Copy out the data in full, keeping each line exactly as it reads.

━━━━━━━━

PR #94, opened 2019-04-02
Split C4Object.cpp into more digestable parts

gitMarky:
The huge file was confusing and makes it hard to work on a specific part without also causing merges for anyone who works on something completely different.
In this PR I tried to split up the file into thematic parts, without changing code style or functionality.
"git blame" will blame me for changes in the new files, but calling it with "-M -C" shows the original commit.


gitMarky:
Luchs had a look at it yesterday.

PR #95, opened 2019-04-05
Fix bug #1251

gitMarky:
Fix for https://bugs.openclonk.org/view.php?id=1251

Will have a conflict with PR#94, I suppose, because there is no formatting change here yet.


src/object/C4DefList.cpp
```diff
@@ -140,7 +140,7 @@ int32_t C4DefList::Load(C4Group &hGroup, DWORD dwLoadWhat,
 		}
 
 	// load additional system scripts for def groups only
```
lluchs: Comment is wrong now.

━━━━━━━━

### Completed task
PR #94, opened 2019-04-02
Split C4Object.cpp into more digestable parts

gitMarky:
The huge file was confusing and makes it hard to work on a specific part without also causing merges for anyone who works on something completely different.
In this PR I tried to split up the file into thematic parts, without changing code style or functionality.
"git blame" will blame me for changes in the new files, but calling it with "-M -C" shows the original commit.


gitMarky:
Luchs had a look at it yesterday.

PR #95, opened 2019-04-05
Fix bug #1251

gitMarky:
Fix for https://bugs.openclonk.org/view.php?id=1251

Will have a conflict with PR#94, I suppose, because there is no formatting change here yet.


src/object/C4DefList.cpp
```diff
@@ -140,7 +140,7 @@ int32_t C4DefList::Load(C4Group &hGroup, DWORD dwLoadWhat,
 		}
 
 	// load additional system scripts for def groups only
```
lluchs: Comment is wrong now.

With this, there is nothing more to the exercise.